Consecuentemente, habría un incentivo para que cada universidad procurará atraer a los mejores académicos, y remunerarlos conforme a lo que su calidad mereciera, porque ello le será compensado a través del mayor aporte estatal (…)”. El entonces ministro de Educación Alfredo Prieto dijo que “con esta legislación se ha aplicado la garantía de libertad de enseñanza y de libertad de las personas, y con las mayores alternativas habrá más igualdad de oportunidades ante la vida y eso hace más rico a un país en recursos humanos”.
Por supuesto, surgió una nada académica guerra propagandística entre las universidades para atraer a los ingresantes.
El profesor Jorge Millas, escribió desde 1980 que “el economicismo de la sociedad de consumo y de la economía de libre mercado va imponiéndose en la política universitaria del país, hasta culminar en las extravagancias del autofinanciamiento y de la emulación empresarial”. En igual sentido el profesor Luis Scherz escribió un año más tarde “el país vive un clima de expectación y por una u otra razón todos esperan verificar los primeros resultados del experimento que busca sujetar la vida universitaria a los cánones de la economía de mercado”.

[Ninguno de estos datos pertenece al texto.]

PR #935, opened 2017-12-10
Enable body composition

### LINKED ISSUE #884: Implementation of sum/product Body types is impossible
It is impossible to compose Bodies into sum types, e.g.:
```cpp
template <typename... Ts>
struct variant_body
{
    using value_type = std::variant<typename Ts::value_type...>;
    struct reader;
    struct writer;
};

using my_body = variant_body<beast::http::empty_body, json_body, beast::http::string_body>;
```
due to the requirement of Body::reader and Body::writer that the message's body type is exactly the same type as Body. The same restriction applies to product types(not as useful as a variant_body). Not sure how to make this use-case possible without complicating other use-cases.

djarek:
This change enables composing bodies into multiple layers e.g. compressed_body<json_body<T>>. Resolves #884.

Actions required:
- change body writer constructor signature to
	writer(header<isRequest, Fields> const&, value_type const&)
- change body reader constructor signature to
	reader(header<isRequest, Fields>&, value_type&)

### DIFF
--- a/include/boost/beast/http/serializer.hpp
+++ b/include/boost/beast/http/serializer.hpp
@@ -62,7 +62,7 @@ public:
 
     static_assert(is_body_writer<Body>::value,
         "BodyWriter requirements not met");
-
+    using body_value_type = typename Body::value_type;
     /** The type of message this serializer uses
 
         This may be const or non-const depending on the
@@ -73,10 +73,16 @@ public:
 #else
     using value_type =
         typename std::conditional<
-            std::is_constructible<typename Body::writer,
+            (std::is_constructible<typename Body::writer,
+                header<isRequest, Fields>&, body_value_type&>::value &&
+            ! std::is_constructible<typename Body::writer,
+                header<isRequest, Fields> const&,
+                    body_value_type const&>::value) ||
+            /* Deprecated BodyWriter Concept (v1.66) */
+            (std::is_constructible<typename Body::writer,
                 message<isRequest, Body, Fields>&>::value &&
             ! std::is_constructible<typename Body::writer,
-                message<isRequest, Body, Fields> const&>::value,
+                message<isRequest, Body, Fields> const&>::value),
             message<isRequest, Body, Fields>,
             message<isRequest, Body, Fields> const>::type;
 #endif
@@ -188,6 +194,8 @@ private:
     bool header_done_ = false;
     bool more_;
 
+    serializer(value_type& msg, std::true_type);
+    serializer(value_type& msg, std::false_type);
 public:
     /// Constructor
     serializer(serializer&&) = default;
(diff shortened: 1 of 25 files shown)


test/beast/http/serializer.cpp
```diff
@@ -115,10 +149,20 @@ class serializer_test : public beast::unit_test::suite
         }
     }
 
+    void testBodyWriterCtor()
+    {
+        response<deprecated_body> resp{};
+        request<deprecated_body> req{};
```
vinniefalco: Why are you value-initializing?

djarek: Probably a copy-paste leftover. Will fix.

vinniefalco:
Please rebase against my **v150** and make the following changes:
If `BOOST_BEAST_ALLOW_DEPRECATED` is non zero (e.g. `#if BOOST_BEAST_ALLOW_DEPRECATED`) then allow the deprecated constructors. Otherwise, cause a `static_assert` if those constructors are instantiated. You will have to do some tricks to make the assert dependent on template parameter. For example `static_assert(sizeof(Body)==0, "message")`. Have a look at how I did it in the **v150** branch and ask questions if needed.

vinniefalco:
The commit message should indicate the change (new constructor signatures), not the end result (enable body composition). For example:

```
New BodyReader and BodyWriter constructors:

fix #884

* BodyReader and BodyWriter constructors now require the header and
  body elements to be passed as distinct header and value_type objects.

This enables the composition of body types, for example:

    http::response<compressed_body<http::string_body>> res;

* The previous single-argument constructors are deprecated and will be
  removed in a subsequent version.

Actions Required:

The old concepts signatures are supported if BOOST_BEAST_ALLOW_DEPRECATED
is defined as 1.

Actions required:

* Change user-defined instances of BodyReader or BodyWriter constructor
  signatures to the two-argument form, OR
* Define the macro BOOST_BEAST_ALLOW_DEPRECATED in the project
```

include/boost/beast/http/serializer.hpp
```diff
@@ -62,7 +62,7 @@ class serializer
 
     static_assert(is_body_writer<Body>::value,
         "BodyWriter requirements not met");
-
+    using body_value_type = typename Body::value_type;
```
vinniefalco: tsk tsk... you can't just casually add a public nested type! This affects the public API. As library developers we have to prefer to be inconvenienced over adding unnecessary interfaces.

vinniefalco:
I've merged this into **v150**: https://github.com/vinniefalco/beast/commits/v150

All of my edits are in one commit: https://github.com/vinniefalco/beast/commit/9842af966dc9843e794e159cd580f06672ecd50a

The commits marked "[FOLD]" will be folded into the previous commit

El propio profesor Scherz, escribió ya mucho más cerca de nuestros días: tenemos una “Universidad-empresa”, que “hace suyos los postulados de eficiencia, libre competencia, iniciativa privada y lucro, haciendo del mercado su mecanismo coordinador y regulador de actividades”. Una universidad “que vende –entre otros a sus propios estudiantes– servicios de índole académica”. Si el estudiante no podía pagar a las que son unas de las universidades más caras del mundo, contaría con la vía del crédito que pagaría cuando se incorporara al mercado de trabajo. Por supuesto, las deudas y los deudores del sistema educativo no han cesado de crecer.
Todo esto ha ocurrido en un país en el que el Instituto Nacional de Estadísticas acaba de informar que a nivel nacional, los hogares del quintil más rico del país concentran 51.03 por ciento del ingreso total, con un ingreso promedio mensual por hogar de 1,681,182 pesos, cifra 9.5 veces superior al quintil más pobre, que percibe mensualmente 177,041 pesos. Los hogares de este último quintil representan 5.38 por ciento del ingreso total. Chile es el país más desigual de América Latina después de Brasil.
No acaba ahí todo ni mucho menos. El sistema político binominal, crecientemente repudiado, que fuera diseñado por un jurista de Pinochet, no es un sistema representativo y en él la mayoría de los jóvenes no está inscrito. Pero agregue entre otras lindezas a los senadores designados y vitalicios, la inamovilidad de los comandantes en jefe de las fuerzas armadas y más.
No se entiende la razón de las masivas movilizaciones estudiantiles en Chile, apoyadas por 80 por ciento de la sociedad.